*RECORDS SUPPLIED*

BEGIN

PR #72, opened 2022-02-03
catch and rethrow eval error with additional context

philomates:
It can be hard to track down the source of notebook evaluation errors. This PR adds the original file name and form for which the evaluation exception is relevant.

for a notebook with an expression like `(throw (ex-info "boom" {:hi :there}))` we have:

## before change
20220203_14h37m04s_grim

## after change

20220203_14h36m22s_grim


daveliepmann:
you're doing god's work 🙇

mk:
Sorry that I never looked at this and instead did a similar thing with e5c00bb0473bfdf1562024879a5ff69ed3309477.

END

Could you report how many lines of the listing above hold "with"? Only the number is needed.

3